Addressable memory

[MustPost]

I just read that P6 procs have a 36bit address bus.

Is this true, and if so can current OSs(ie Windows XP) address more than 4 Gigs?

 

[AndyHui]

No. 36-bit addressing is used through the Page Size Extension flag (PSE36), but it is not a flat 64GB addressable space. 4GB (32-bit) is the largest flat addressable space on any 32-bit processor.

 

[zephyrprime]

Isn't the 36 bit addressing essentially analogous to the old 24bit addressing on 286's? The 286 could only address 1 16bit pages at a time but could switch between up to 256 pages and thus achieve 16Meg paged addressing?

And can XP or Linux use the page extensions?

 

[Nothinman]

36-bit addressing is used through the Page Size Extension flag (PSE36), but it is not a flat 64GB addressable space.

Do you have a link that explains how it's used then, or have time to type something up for me =) I was under the impression that an OS that supported the 36-bit addressing could have a flat 64G addressable, but then again I'm still wet behind the ears with this memory management stuff.
And can XP or Linux use the page extensions?

I believe NT 4 Enterprise, Win2k, XP and Linux all support it to a certain extent.

 

[MustPost]

<<4GB (32-bit) is the largest flat addressable space on any 32-bit processor. >>

Doesn't that depend on how you define a 32-bit processor?

 

[zephyrprime]

<< Do you have a link that explains how it's used then, >>


All right, now you've made me get off my ass and actually go look. I'm thumbing through ye old Intel Architecture Software Developer's Manual Volume 1 - Basic Architecture and this is what it says in essense.

The P6 and above have 36bit addressing but it is not flat. Only 32bit at a time can be flat as one would expect. But the deal is, memory can be broken up into 16383 different pages. The location of these pages is set by software (usually OS). The thing is, the processor can't handle addresses bigger than 32bit dirrectly so it divides memory up into pages. You can set which page you are on by setting the page registers and then you can read data from that page. If you want to read data from a different page, then you have to first change to that other page.

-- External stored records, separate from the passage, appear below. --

Issue #41, opened 2020-05-18
Use case: Develop and test a TOSCA library


matejart:
## Description

This use case addresses the need of a developer of a [TOSCA library](https://github.com/xlab-si/xopera-opera/issues/41#issuecomment-630784044) to modify and test the library definitions and implementation with a relative convenience.

## Prerequisites

* The TOSCA library project initiated in, for example, `~/libraries/example`.
* A project, e.g., `~/projects/test-example` containing a service template to use the library.
* `opera` is installed in the actor's working environment.

## Steps

* Developer makes a symbolic link in the service template project to the TOSCA library project:

      $ cd ~/projects/test-example
      $ mkdir -p library
      $ ln -s ~/libraries/example library/example

* Developer initializes the deployment environment for the service in the editable mode and in the symlink-unsafe mode:

      $ opera init --allow-symlinks --editable .
      WARNING: You have enabled the use of symbolic links in the service template
      definition, which could lead to security issues. Please proceed responsibly!

* Developer runs the deploy of the service:

      $ opera deploy --inputs inputs.yaml --template service.yaml --allow-symlinks
      WARNING: You have enabled the use of symbolic links in the service template
      definition, which could lead to security issues. Please proceed responsibly!

## Expected results

* The service gets deployed according to the latest changes of the service template.
* The service gets deployed also using the latest changes of the imported TOSCA library.

anzoman:
I see that his issue raises a lot of new possibilities and also questions. But could you explain what exactly is this TOSCA library and what it's capable of doing? From my perspective I see it as a special kind of storage for service templates that can be connected to xOpera. And also - would this library be a part of opera itself or just an adjacent repository that will need to be used for these kind of deployments you posted here?

matejart:
@anzoman thank you for good questions.

I would define a TOSCA library as a redistributable and reusable collection of TOSCA definitions and corresponding interface operation implementations. It can provide a TOSCA profile for a specific domain. It is a fully distinct entity from opera. It can be included in an arbitrary service template and is usable in service deployment.

So the library would sit on a designated place on your hard drive. When packaging the CSAR, it gets incorporated into the CSAR.

anzoman:
@matejart thanks for the explanation and for making things much more clear to me. Also it's nice to see you opened the PR connected to this enhancement which will allow us to discuss things there even further and to jump into details.

anzoman:
[...]

Issue #39, opened 2020-05-18
Use case: Deploy a service template on a third-party platform


matejart:
Use case: Deploy a service template on a third-party platform
=============================================================

## Description

This use case covers a workflow of installing a [TOSCA library](https://github.com/xlab-si/xopera-opera/issues/41#issuecomment-630784044) for a third-party platform of choice, then using it in a service template to successfully run a deploy.

## Prerequisites

* A TOSCA library named `vendor.platform` exists and is available.
* A tool for managing TOSCA libraries exists and is installed in the actor's working environment. Let's call the tool `overture`.
* `opera` is installed in the actor's working environment.
* User's `$PWD` is in the root folder of their service template in a valid [CSAR-based structure](https://docs.oasis-open.org/tosca/TOSCA-Simple-Profile-YAML/v1.3/cs01/TOSCA-Simple-Profile-YAML-v1.3-cs01.html#_Toc20821079).

## Steps

* User installs the TOSCA library `vendor.platform`:

      $ overture install vendor.platform

* User authors a service template:

      $ cd ~/project/demo-034
      $ ls
      inputs.yaml service.yaml
      $ head -n 4 service.yaml
      tosca_definitions_version: tosca_simple_yaml_1_3

      imports:
        - /library/vendor/platform/main.yaml

* User creates a CSAR of the project:

      $ overture package --output demo-034.csar .

* User initializes the deployment environment for the service:

      $ opera init --inputs inputs.yaml demo-034.csar

* User runs the deploy of the service:

      $ opera deploy

## Expected results

* The TOSCA library `vendor.platform` is globally available for current and any subsequent deployments.
* The `demo-034.csar` is a TOSCA-compliant CSAR containing the service template and copies of any type definitions and imported implementations.
* An instance of the service as described in the service template is deployed.

anzoman:
Hi, according to this proposal implementing this with xOpera would mean that we will probably have to add some new features. Those thing could be:

- add `opera init` command 
- add `opera package` command
- add support for compressed CSARs and arhives (this enhancement is already present here: #27)   with `--template` option to tell opera which file in CSAR is the actual service template that will be executed
- refactor `opera deploy` command to start the deployment that was initialized in the deployment environment by the user

Does this sound reasonable?

matejart:
@anzoman yes, that's the implication. But first, let us see any issues or unforeseen implications of the use case itself.

dradX:
@matejart , @anzoman 

[...]

PR #42, opened 2020-05-19
Implementation of a packaging command

matejart:
This PR is an exploration into an `opera package` command, which creates a CSAR file from the service template and all the accompanying files in the root directory and the subtree of the service template YAML file. The initial implementation also includes a very simple attempt at importing [TOSCA libraries](https://github.com/xlab-si/xopera-opera/issues/41#issuecomment-630784044) into the CSAR, making the service template complete for use by `opera deploy`.

The PR includes an example where the packaging can be tested:

    $ cd opera/examples/library-test/service-template
    $ opera package -L .. -O /tmp/my-service.csar.zip service.yaml

Here are some initial takeaways:
* All service template and other TOSCA definitions need to import the library using the absolute path.
* The import path needs to match the subpath(s) in the local library repository.

This PR attemts to address a part of https://github.com/xlab-si/xopera-opera/issues/39.


examples/library-test/service-template/service.yaml
```diff
@@ -0,0 +1,11 @@
...
+
+imports:
+  - /library/steampunk.valves/main.yaml
+  - /library/steampunk.gears/main.yaml
+  - library/types.yaml
+
+topology_template:
+  node_templates:
+    dummy:
+      type: tosca.nodes.Root
```
anzoman, line 11: I just went through a lot of gears and valves here :smiley: I would propose this `topology_template` to be improved a little bit because now it uses just `dummy` node that derives from tosca root node. You may use gear and valve node TOSCA definitions you declared in other files that are already imported here.

My suggestion would be something like that:

```suggestion
topology_template:
  node_templates:
    dummy:
      type: tosca.nodes.Root
      
    steam_valve:
      type: steampunk.valves.Root
      
    landing_gear:
      type: steampunk.gears.Root

    my_big_fella:
      type: big_valve
```

What do you think?

matejart: Thank you, @anzoman , sounds good 👍

src/opera/commands/package.py
```diff
@@ -0,0 +1,71 @@
...
+        for path in source_path.glob("**/*"):
+            pathname = str(path)
+            rel_pathname = str(path.relative_to(source_path))
+            csar.write(pathname, arcname=rel_pathname)
+
+
+def package(args):
+    service_template_path = PurePath(args.service_template.name)
+    service_path = service_template_path.parent
+    library_path = PurePath(args.library_source)
```
anzoman, line 54: Would this go through if you run this command without `--library-source` or `-L` option or should there be some existence check? I tried to run something like `opera package service.yaml` and got this error `TypeError: expected str, bytes or os.PathLike object, not NoneType` on line 54.

src/opera/commands/package.py
```diff
@@ -0,0 +1,71 @@
...
+from opera.storage import Storage
+
+
+def add_parser(subparsers):
+    parser = subparsers.add_parser(
+        "package",
+        help="Package service template and all accompanying files into a CSAR"
+    )
+    parser.add_argument(
+        "--output", "-O", type=argparse.FileType("w"),
```
anzoman, line 18: Just wondering - could option `-o` be better than `-O` capitalized? And the same question applies to `-L`. Because till now we always used small letters for the command options.

anzoman:
@matejart it's really nice to see the examples and unit tests. I would also suggest to add an integration test where `opera package` command would be used to prepare the CSAR and then also `opera deploy` for the deployment. But on the other hand maybe it it too soon to add these and it would be better to add them when `opera init` command will be implemented.

src/opera/commands/package.py
cankarm: This could be added as a future wish/feature.

cankarm:
Conflicts in __init__ need to be resolved.

anzoman:
@cankarm I've rebased the branch onto master so merge conflicts are now gone.

anzoman:
I have reshaped the opera package command with my last two commits.

The current development process shows clearly that we don't need so 
complicated behaviour for the opera package command (e.g. tosca library 
is just an idea and is not yet implemented in opera) and that reaching its 
goal (i.e. compressed CSAR) can be simplified.

TOSCA CSARs contain the blueprint of the application that we wanna
orchestrate. The opera package CLI command can be used to create a
valid TOSCA CSAR by packaging together the TOSCA service template and
all accompanying files. In general, opera package receives a directory
(where user's TOSCA templates are located) and produces a compressed
CSAR file. The command can create the CSAR if there is at least one
TOSCA YAML file in the input folder. If the CSAR structure is already
present (if TOSCA-Metadata/TOSCA.meta exists and all other TOSCA CSAR
constraints are satisfied) the CSAR is created without an additional
temporary directory. And if not, the files are copied to the tempdir,
where the CSAR structure is created and at the end the tempdir is
compressed. The input folder is the mandatory positional argument, but
there are also other command flags that can be used:

  1. --service-template/-t is the name of the main TOSCA template
     from the input folder that will be used as CSAR entrypoint.
     When not set, the root YAML file from the folder is used.

  2. --output/-o is the CSAR file path output that will be created.
     If not set, the output CSAR file will be named using UUID.

  3. --format/-f is the option that specifies the compressed file
     format. Currently, there are two choices here: 'zip' or 'tar'
     with 'zip' being the default compression method.

Here's an example of how to use the new `opera package` CLI command:

```console
# the structure of the hello directory (from examples/hello):
(.venv) anzoman@ubuntu:~/Desktop/xopera-opera$ tree examples/hello
examples/hello
├── playbooks
│   ├── create.yaml
│   └── delete.yaml
└── service.yaml

1 directory, 3 files

# create a CSAR from hello directory
(.venv) anzoman@ubuntu:~/Desktop/xopera-opera$ opera package examples/hello/
CSAR was created and packed to '/home/anzoman/Desktop/xopera-opera/opera-package-28bd2e8d9d49450e8a6ece25dc9cca42.zip'.

# package hello directory to CSAR (also supply TOSCA service template name and CSAR output path)
(.venv) anzoman@ubuntu:~/Desktop/xopera-opera$ opera package -t service.yaml -o test.zip examples/hello/
CSAR was created and packed to '/home/anzoman/Desktop/xopera-opera/test.zip'.

# the tree of more complex directory with predefined CSAR structure (similar to tests/integration/misc-tosca-types/):
(.venv) anzoman@ubuntu:~/Desktop/xopera-opera$ tree templates/misc-tosca-types/
templates/misc-tosca-types/
├── modules
│   ├── artifact_types
│   │   └── test
│   │       └── test.yaml
│   ├── capability_types
│   │   └── test
│   │       └── test.yaml
│   ├── data_types
│   │   └── test
│   │       └── test.yaml
│   ├── group_types
│   │   └── test
│   │       └── test.yaml
│   ├── interface_types
│   │   └── test
│   │       └── test.yaml
│   ├── node_types
│   │   ├── file
│   │   │   ├── file.yaml
│   │   │   └── playbooks
│   │   │       ├── create.yaml
│   │   │       └── delete.yaml
│   │   ├── hello
│   │   │   ├── hello.yaml
│   │   │   └── playbooks
│   │   │       ├── create.yaml
│   │   │       └── files
│   │   │           └── test.txt
│   │   ├── noimpl
│   │   │   └── noimpl.yaml
│   │   ├── setter
│   │   │   ├── playbooks
│   │   │   │   └── create.yaml
│   │   │   └── setter.yaml
│   │   └── test
│   │       ├── file.test
│   │       ├── playbooks
│   │       │   └── create.yaml
│   │       └── test.yaml
│   ├── policy_types
│   │   └── test
│   │       └── test.yaml
│   └── relationship_types
│       └── test
│           ├── playbooks
│           │   └── test.yaml
│           └── test.yaml
├── runme.sh
├── service-template.yaml
└── TOSCA-Metadata
    └── TOSCA.meta

# create a TOSCA CSAR with the 'tar' compression format (also provide service template name and output CSAR path)
(.venv) anzoman@ubuntu:~/Desktop/xopera-opera$ opera package -t service-template.yaml -o test.tar -f tar templates/misc-tosca-types/
CSAR was created and packed to '/home/anzoman/Desktop/xopera-opera/test.tar'.
```

src/opera/parser/tosca/csar.py
```diff
@@ -1,19 +1,92 @@
...
+        try:
+            root_yaml_files = []
+            root_yaml_files.extend(Path(self._csar_name).glob('*.yaml'))
+            root_yaml_files.extend(Path(self._csar_name).glob('*.yml'))
+
+            if len(root_yaml_files) != 1:
+                raise ParseError("There should be one root level yaml "
+                                 "file in the root of the CSAR: {}."
+                                 .format(list(map(str, root_yaml_files))),
+                                 self)
```
sstanovnik, line 29: I'd suggest an additional parameter to `package` that lets you choose one of the (more than one) files, falling back to selecting this (only) one if that isn't specified. That would be in line with my expectation of `package` just mainly building the metadata file.

sstanovnik: Oh, I just noticed that this argument exists as `-t/--service-template`. The code below still fails if there is more than one yaml file at the root though.

src/opera/parser/tosca/csar.py
```diff
@@ -1,19 +1,92 @@
...
+            if meta_file_path.exists():
+                # check existing TOSCA.meta file
+                with meta_file_path.open() as meta_file:
+                    self._tosca_meta = yaml.safe_load(meta_file)
+
+                self._validate_csar_version()
+                self._validate_tosca_meta_file_version()
+                template_entry = self._get_entry_definitions()
+                self._get_created_by()
+                self._get_other_definitions()
```
sstanovnik, line 52: What does this do?

src/opera/parser/tosca/csar.py
```diff
@@ -1,19 +1,92 @@
...
+                if not Path(self._csar_name).joinpath(
+                        service_template).exists():
+                    raise ParseError('The supplied TOSCA service template '
+                                     'file "{}" does not exist in folder '
+                                     '"{}".'.format(service_template,
+                                                    self._csar_name), self)
+
+            meta_file_path = Path(
+                self._csar_name) / "TOSCA-Metadata" / "TOSCA.meta"
+            if meta_file_path.exists():
```
sstanovnik, line 43: If you get `--service-template` specified and a meta file with it set exists, you silently ignore that, right? I don't know whether you should error, warn, or just silently change the value in the meta file.

src/opera/parser/tosca/csar.py
```diff
@@ -1,19 +1,92 @@
...
+                    # copy all the needed CSAR files to tempdir
+                    shutil.copytree(self._csar_name, tempdir,
+                                    dirs_exist_ok=True)
+
+                    # create TOSCA-Metadata/TOSCA.meta file using the specified
+                    # TOSCA service template or directory root YAML file
+                    content = ("TOSCA-Meta-File-Version: 1.1\n"
+                               "CSAR-Version: 1.1\n"
+                               "Created-By: xOpera TOSCA orchestrator\n"
+                               "Entry-Definitions: {}".
```
sstanovnik, line 75:
```python3
you_can_use = """
multiline string
literals {0}
""".format("to make this a bit more readable")
```

src/opera/commands/package.py
```diff
@@ -0,0 +1,68 @@
...
+
+from opera.error import DataError, ParseError
+from opera.parser.tosca.csar import CloudServiceArchive
+
+
+def add_parser(subparsers):
+    parser = subparsers.add_parser(
+        "package",
+        help="Package service template and all accompanying files into a CSAR"
+    )
```
sstanovnik, line 14: Needs the verbose switch to be consistent with other commands.

src/opera/commands/package.py
```diff
@@ -0,0 +1,68 @@
...
+        raise argparse.ArgumentTypeError("Directory {} is not a valid path!"
+                                         .format(args.service_template_folder))
+
+    # if the output is set use it, if not create a random file name with UUID
+    if args.output:
+        # remove the file extension if needed
+        csar_output = str(Path(args.output).with_suffix(''))
+    else:
+        # use uuid4 to create a unique file name
+        csar_output = "opera-package-" + str(uuid.uuid4().hex)
```
sstanovnik, line 45: See my comments on UUIDs in #125, the same thing applies here.

src/opera/commands/package.py
```diff
@@ -0,0 +1,68 @@
...
+
+
+def package(input_dir: str, csar_output: str, service_template: str,
+            csar_format: str) -> str:
+    """
+    :raises ParseError:
+    :raises DataError:
+    """
+    csar = CloudServiceArchive(input_dir)
+    return csar.package_csar(csar_output, service_template, csar_format)
```
sstanovnik, line 68: Does this return the generated filename? It doesn't make to return the exact thing you gave it in `csar_output`.

src/opera/commands/package.py
```diff
@@ -0,0 +1,68 @@
...
+             "file from the root of the input folder",
+    )
+    parser.add_argument(
+        "--output", "-o",
+        help="Output CSAR file path",
+    )
+    parser.add_argument(
+        "--format", "-f", choices=("zip", "tar"),
+        default="zip", help="CSAR compressed file format",
+    )
```
sstanovnik, line 27: Are tars conformant to the tosca standard?

sstanovnik (changes requested):

src/opera/parser/tosca/csar.py
anzoman: This creates a portal to the underworld. Just kidding. This gets the entries `Created-By` and `Other-Definitions` from the TOSCA meta file. The two keynames are not required in the meta file but just optional. However, we don't use the anywhere right now but they will probably be used in the future when (and if) opera evolves. So this is actually not needed here (the same applies for the CSAR validation where these two lines are present as well) but we can keep this anyways to be prepared for further implementation. I'm also ok if you want me to remove these.

src/opera/parser/tosca/csar.py
anzoman: Aha, do you mean the case when I would specify TOSCA service template path with `--service-template` to one file and then in the `TOSCA.meta` (within `Entry-Definitions`) it would be set to another different file path. Yes, this could be a problem as here I only take the path in `TOSCA.meta` and forget about the first one. This can be resolved by adding a check if the two entries match. If they don't I believe that an error should be thrown.

src/opera/commands/package.py
anzoman: Well, I don't know actually.

TOSCA standard says [here](https://docs.oasis-open.org/tosca/TOSCA/v1.0/os/TOSCA-v1.0-os.html#_Toc356403711): `A CSAR is a zip file containing at least two directories, the TOSCA-Metadata directory and the Definitions directory. `, but it doesn't prevent other compression formats explicitly. I think I saw some tar compressed CSARs in RADON but I'm not sure. And if I search a little bit more: [here](https://blueprints.launchpad.net/heat-translator/+spec/tosca-csar-translation), it is said that `TOSCA template files most likely will be provided as part of CSAR archive file (typically zip or tar).`, or if you look at [toscafy CSAR tool](https://github.com/toscafy/toscafy/blob/6fa7e24f75503cdc536aec3b97475f342fb21377/swagger.yaml#L69) it offers packing the CSAR files with zip or tar compression formats. It seems that [Aria TOSCA orchestrator](http://ariatosca.incubator.apache.org/docs/html/aria.cli.html#aria.cli.service_template_utils.get) also uses different compression formats. @matejart do you happen to know this?

src/opera/parser/tosca/csar.py
anzoman: Hmm yes we have an option (`-t/--service-template`) to point `opera package` command to the selected TOSCA service template. But this will still need some reshaping. According to [TOSCA v1.3](https://docs.oasis-open.org/tosca/TOSCA-Simple-Profile-YAML/v1.3/cos01/TOSCA-Simple-Profile-YAML-v1.3-cos01.html#_Toc26969474) there are two possible CSAR cases:

- CSAR with `TOSCA.meta`:  here you are allowed to have more than one YAML file in the root of the CSAR (because you already have a reference to the entrypoint in the `Entry-Definitions` keyword) 
- CSAR without `TOSCA.meta`: here you should have only one YAML file at the root of the CSAR that contains the `metadata` YAML map entry.

So, with `opera package` we are currently aiming to create the first type of the CSAR (with `TOSCA.meta`) rather than modifying the specified YAML file (we would need to add `metadata` entry to that file if we wanted to create the second CSAR type). At the moment we create a mixture between the two types as we create `TOSCA.meta` and we also allow only one root level yaml file in the root of the CSAR.

So there are many ways. We can modify current implementation so that we allow multiple root YAML files in the root of the CSAR - here if the user would specify the CSAR entrypoint with `-t/--service-template` it would be ok if there would be multiple YAML files in the root of the CSAR, and if he omits that CLI flag the packager would check if there is only one file in the root to select it as the new entrypoint or if there are multiple it would raise a ParseError like it does now.

Or we can add an additional switch (for instance `--without-meta-file`) for user to decide which CSAR type he would like to receive. What do you propose?

anzoman: Another question: Is `-t/--service-template``okay? Or does `-e/--csar-entrypoint` sound better?

src/opera/parser/tosca/csar.py
anzoman: Done.

src/opera/commands/package.py
anzoman: Dunzo.

src/opera/parser/tosca/csar.py
anzoman: A said I've added check for that:

```python
                if service_template and template_entry != service_template:
                    raise ParseError('The file entry "{}" defined within '
                                     '"Entry-Definitions" in '
                                     '"TOSCA-Metadata/TOSCA.meta" does not '
                                     'match with the file name "{}" supplied '
                                     'in service_template CLI argument.'.
                                     format(template_entry, service_template),
                                     self)
```

src/opera/commands/package.py
anzoman: Yes, this returns the name of the created archive file. If the desired name was specified with `-o/--output` the result should be almost the same as `csar_output` param (almost because I strip off the the file extension before). If not then this returns the name of the created CSAR file that was generated with UUID.

src/opera/commands/package.py
anzoman: Yes sir!

anzoman:
@sstanovnik package and unpackage commands are very connected so the source branch for this PR (`packager`) was rebased onto `unpackager` branch that has to be merged first in this PR: #125.

src/opera/commands/package.py
anzoman: This has been tackled with the same [`generate_random_pathname`](https://github.com/xlab-si/xopera-opera/pull/125#discussion_r540091619) function that was introduced in the connected PR for opera package.

src/opera/parser/tosca/csar.py
anzoman: As we talked, its currently better to create just the first type of the CSAR with `TOSCA.meta` and keep the `-t/--service-template` option.

src/opera/parser/tosca/csar.py
anzoman: I will remove those two (`_get_created_by` and `_get_other_definitions`) method calls because they do nothing. The same stands for `_get_author`. I've also added the comments that these functions are not called anywhere but are prepared for future uses.

src/opera/commands/package.py
anzoman: We decided to keep both zip or tar CSAR formats because TOSCA doesn't specify any exact mimetype here.

src/opera/commands/package.py
anzoman: We decided to add some more logic for file extensions. Now according to format, the `zip` or `tar` extension is added if the desired output string doesn't have it.

anzoman: Because `shutil.make_archive` already adds the extension according to format (.zip or .tar) we now had to remove if if already exists.

sstanovnik (approved):

sstanovnik:
This looks nice now, thanks!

If you only want to use flat addressing, then you just set the page registers to all point at the start of main memory and then never change pages again.

If you had 8GB of memory on your machine, the program can set one page register to point to the first 4GB and when it needed some data from the upper 4GB, it would have to change the value in the page resigster to point to the upper 4GB.

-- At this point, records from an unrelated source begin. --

PR #44, opened 2020-05-28
Update the hello world README example

anzoman:
These changes include some updates for opera's README and more
accurately here we are providing the missing information for the
quickstart section where (although it was evident) it is now specified
that user has to clone the opera's GitHub repository before deploying
the examples within.

cc @cankarm

### DIFF
--- a/README.rst
+++ b/README.rst
@@ -17,10 +17,11 @@ The simplest way to test ``opera`` is to install it into virtual environment::
   $ python3 -m venv .venv && . .venv/bin/activate
   (.venv) $ pip install opera
 
-To test if everything is working as expected, we can now try to deploy a
+To test if everything is working as expected, we can now clone xOpera's GitHub repository and try to deploy a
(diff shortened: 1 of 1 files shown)


cankarm:
would it be better to add a command instead to do in text?

git clone <repo>?

anzoman:
@cankarm maybe you were seduced by commit message that does not explicitly tell that command instructions were also updated. So there actually is a `git clone` command included and the example now says that user has to do the following to be able to run the hello world example:

```console
  (.venv) $ git clone git@github.com:xlab-si/xopera-opera.git
  (.venv) $ cd xopera-opera/examples/hello
  (.venv) $ opera deploy service.yaml
```

cankarm:
I'm sorry, @anzoman. Actually I opened the changes, saw the text change and ignored the as started with `cd ....`. instead of expected `clone`, and thought that this red line is green :D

There are actually 6 page registers and they are 16bit registers. The memory pages can overlap and they page can be of various sizes up to 4GB.
The 6 registers are:
CS = code segment
SS = stack segment
DS = data segment
ES = data segment
FS = data segment
GS = data segment
So the technique is essentially the same as in the old XT/AT days except with bigger pages.

Back in the DOS days, programs had Far pointers and Near pointers. But now with Linux and Windows programming, I've never seen any such Far pointers. I wonder if programs can even directly use more than 4GB in these systems?